Chronic elevation of renal venous pressure induces extensive renal venous collateral formation and modulates renal function and cardiovascular stability in rats

Abstract

Acutely increased renal venous pressure (RVP) impairs renal function, but the long-term impact is unknown. We investigated whether chronic RVP elevation impairs baseline renal function and prevents exacerbation of renal dysfunction and cardiovascular instability upon further RVP increase. RVP elevation (20–25 mmHg) or sham operation (sham) was performed in rats. After 1 wk ( n = 17) or 3 wk ( n = 22), blood pressure, RVP, renal blood flow (RBF), renal vascular conductance (RVC), and glomerular filtration rate (GFR) were measured at baseline and during superimposed RVP increase. Chronic RVP elevation induced extensive renal venous collateral formation. RVP fell to 6 ± 1 mmHg at 1 wk and 3 ± 1 mmHg at 3 wk. Baseline blood pressure and heart rate were unaltered compared with sham. RBF, RVC, and GFR were reduced at 1 wk but normalized by 3 wk.

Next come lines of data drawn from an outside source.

PR #3332, opened 2023-01-31
docs: Add Helm and CLI reference to nav bar

### LINKED ISSUE #2684: Set non-versioned documents as pages instead of docs in the navigation bar with zero maintainance effort
Pages

At the very least if we do this, I would probably convert Help and Support , Feedback and Telemetry and maybe Introduction into pages rather than docs - and be consistent with Security (edited) 

The trick
- not versioned by weave gitops version
- no maintenance effort

### LINKED ISSUE #3323: Make the helm chart reference easier to find
Some feedback has mentioned that it is buried in the docs

Callisto13:
Feedback has been that these are hard to find. Tilt has something like this in their docs which does make it easy to get to.

I have also moved the Help and Feedback pages out of versioned docs and into the navbar.

The navbar is a little busy now, though, but I am planning to tackle that in my next PR.

Closes #2684 
Closes #3323 

Screenshot 2023-01-31 at 16 40 36


website/docusaurus.config.js
```diff
@@ -53,6 +53,22 @@ module.exports = {
           position: "left",
           label: "Getting Started",
         },
+        {
+          type: 'docSidebar',
+          position: 'left',
+          label: 'Helmchart & CLI',
```
makkes, line 59:
```suggestion
          label: 'Helm Chart & CLI',
```

makkes (commented):
✨ only one nit

makkes (approved):

PR #3328, opened 2023-01-31
docs: Add a dedicated Enterprise page

Callisto13:
Or I guess bring it back since I feel it existed before?

The purpose of this page is to highlight the additional features offered by enterprise. It also gives us a place to slot the confusing `Releases` tab under.

Also:
- Jazz up the intro and install pages, making the differences between tiers very clear and adding a bit of colour to break up the text.
- Add some missing `enterprise` tags.

Part of https://github.com/weaveworks/weave-gitops-enterprise/issues/2274

https://user-images.githubusercontent.com/8898786/215781385-45b37424-fbfd-4e83-9c45-676c5a67c961.mov

Closes #3135 #3324 https://github.com/weaveworks/weave-gitops-enterprise/issues/2302

PR #3339, opened 2023-02-01
docs: Tidy the navbar

Callisto13:
And break up 'Getting Started'. This layout is inspired by Tilt's docs, which are often mentioned as Good. The sidebar here is set to always expanded so they are always visible by default.

image (27)

This follows changes in https://github.com/weaveworks/weave-gitops/pull/3332 which crowded the navbar and can go in after https://github.com/weaveworks/weave-gitops/pull/3328

The navbar is not versionable which is a right pain, so either we never touch the navbar, or we live with it 🤷‍♀️ .


website/sidebars.js
```diff
@@ -11,31 +11,58 @@
...
+          collapsed: false,
+          link: {
+            type: 'doc',
+            id: 'getting-started/intro',
+          },
+          items: [
+            {
+              type: 'doc',
+              id: 'installation/index',
+              label: '0. Install Weave GitOps',
```
makkes, line 58: I know we're all nerds but are our customers fine with starting to count from 0?

website/sidebars.js
```diff
@@ -11,31 +11,58 @@
...
       items: [
-        'installation/weave-gitops',
         {
           type: 'category',
-          label: 'Weave GitOps Enterprise',
+          label: 'Installation',
           link: {
             type: 'doc',
-            id: 'installation/weave-gitops-enterprise/index',
+            id: 'installation/index',
```
makkes, line 28: Putting my comment here as the page in question isn't changed as part of this PR: The page's title should follow a similar pattern as the "part 1" and "part 2" pages and have a title preceded by "Part 0: ".

Callisto13: it does and doesn't make sense to do that.

the installation section is still separate from the getting started section, the getting started just links back to installation in its first.

if i were to pull installation under getting started, then yes having it be part 0 makes sense (i can even 1-index more naturally there). but if we want installation to remain separate (and there is a good case for doing that), then it makes less sense to have titled with a number for people who are coming just to the installation bit

Callisto13: image (5)

Looks like this now

makkes (approved):
Love it! ✨

PR #3467, opened 2023-03-01
docs: Tidy up the GitOpsTemplate docs

### LINKED ISSUE #3394: docs: Tidy up `Templates`

Callisto13:
This section was previously a giant wall of text which was quite hard to
read. I have broken it up into separate pages where it made sense, and
clarified some of the language. I have not changed much of the original
content itself.

Closes #3394


website/docs/gitops-templates/annotations.mdx
```diff
@@ -0,0 +1,34 @@
+---
```
makkes, line 1: For some reason I can't seem to find this page in the left nav of https://staging.docs.gitops.weave.works/revamp-template-docs/docs/next/gitops-templates/intro/

website/docs/gitops-templates/capd-example.mdx
```diff
@@ -0,0 +1,21 @@
+---
```
makkes, line 1: same here, it doesn't appear in the left nav.

website/docs/gitops-templates/annotations.mdx
Callisto13: huh 🤔 it's in the sidebars

 will take a look

Callisto13: definitely there

Screenshot 2023-03-03 at 15 06 24

website/docs/gitops-templates/capd-example.mdx
makkes: Ok, I think I know why I thought they weren't there: The file lives in ./gitops-templates/ but in the nav it's actually a level further down the hierarchy. Shouldn't the file locations represent the hierarchy?

Callisto13: They are required to represent the hierarchy if you are autogenerating the sidebars. But if you are not then it is optional.

I personally don't like mirroring it exactly, beyond grouping to a point, because it makes it easy to rearrange where they appear later on by just moving lines in the `sidebar.js`. BUT I will not be the one maintaining this, so will move if that is preferred.

makkes (approved):

website/docs/gitops-templates/capd-example.mdx
makkes: I'm fine either way. If it irritates someone in the future we can always change it.

PR #3468, opened 2023-03-01
Disconnect new nav from oss nav hooks and export it

### LINKED ISSUE #3479: Prepare new OSS nav for export
- Add all nav icons for enterprise nav to OSS IconType enum + svg code for hover and select states
- Make Nav and Logo "dumb" components so state can be supplied by enterprsie
- Celebrate

joshri:
Refs #3432 
Closes #3479 

What's happening in here? 
This is modifying and adding some components to OSS so they can be reused in Enterprise. 

Why?
Engineers have been doing double the work divided between two frontends for a while, and although sometimes they do need to be different, we should aim to reuse when we can. Duplicating styles not only adds more code to sift through, but has the potential to introduce a ton of hard to track bugs when a component works one way in OSS, and another in Enterprise. 

Summary of changes:
- Icons that are added as separate components are done this way so that the svg can be modified with a class (other svgs that have been imported into the Icon component as static images can not be modified). They have to be added to the IconType enum to be used, which means they must be added in OSS if they are to be used in a component that is expecting an IconType. 
- State (collapsed, route) has been moved out of Nav and Logo and into Layout, allowing Enterprise to pass down it's own separate values to the components. 
- the disabled prop in Nav allows for Enterprise to show/hide nav items based on feature flags. 
- a lot of additions to index.ts, and it's been alphabetized automatically by my linter which is why there are a lot of changes...I didn't choose these settings so...not pointing any fingers...but someone doesn't have their linter configured.
- I ordered theme.spacing since it's been bothering me for a looooong time.


opudrovs:
❓  Testing this PR. Noticed that in OSS only the icon part of the logo is clickable (but not the "weavegitops" text image), while in enteprise the whole logo (icon + text image) is clickable. What is the desired behavior which should be supported by the shared Logo component?

opudrovs:
💡 Would it be possible to make both the Collapse icon and "Collapse" text clickable to collapse the sidebar? Because not only the icon can be clicked for this, and it's small and hard to target.

opudrovs:
Ah, and probably in the logo only the icon is collapsible because after the sidebar is collapsed, the logo is collapsed to the icon only. But I still think that in case of the logo the whole image with text should be collapsible, I guess it's a de facto UI standard for similar logos.

opudrovs (approved):
LGTM! 🎉 Great job!

Tested it locally, works as expected.

The only minor questions are about clickable areas of the logo and collapse button.

PR #3469, opened 2023-03-02
Change refresh token to expire after the ID token.

bigkevmcd:
**What changed?**
This modifies the setting of the refresh token to expire after the ID token.

It also cleans up some code.

**Why was this change made?**
We are seeing users get logged out after the token cookie expiry time, and we think this is because the ID token is no longer available, and the refresh token can't be fetched.

Add an hour to the standard expiry time.

There's a separate discussion to be had around whether or not the cookie expiry should equal the expires time in the ID token...

Tests!

**Release notes**
Refresh token expiry should now allow refreshes to occur after the original cookie has expired.

**Documentation Changes**


foot (approved):
👌

PR #3481, opened 2023-03-03
Add clear docs link to navbar

Callisto13:
Also make it very clear that the current Chart ref is for OSS only (I would love to change the heading of the doc itself, but I cannot find which bit to configure in the autogen to make that happen).

image (6)

I have switched the `Getting Started` link to `Docs`. I don't want the nav bar getting too crowded, and the `Getting Started` is _right there_ when you click on the `Docs` link. Plus people will return to `Docs` and realistically only go to `Getting Started` once. That said, I can put both there if that is preferred, LMK.


makkes (commented):
✨

makkes (approved):

PR #3486, opened 2023-03-07
bump flux to v0.40.2

### LINKED ISSUE #3434: Bump Flux to the latest version
The Flux version used by Weave GitOps hasn't been updated for a while so we need to do that.

- Bump all flux dependencies in the go.mod file
- Update hard-coded versions in source code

Upon further RVP increase, the drop in mean arterial pressure was attenuated at 3 wk compared with 1 wk ( P < 0.05), whereas heart rate fell comparably across all groups; the mean arterial pressure-heart rate relationship was disrupted at 1 and 3 wk. RBF fell to a similar degree as sham at 1 wk (−2.3 ± 0.7 vs. −3.9 ± 1.2 mL/min, P = 0.066); however, at 3 wk, this was attenuated compared with sham (−1.5 ± 0.5 vs. −4.2 ± 0.7 mL/min, P < 0.05). The drop in RVC and GFR was attenuated at 1 and 3 wk ( P < 0.05). Thus, chronic RVP elevation induced by partial renal vein ligation elicits extensive renal venous collateral formation, and although baseline renal function is impaired, chronic RVP elevation in this manner induces protective adaptations in kidneys of healthy rats, which attenuates the hemodynamic response to further RVP increase.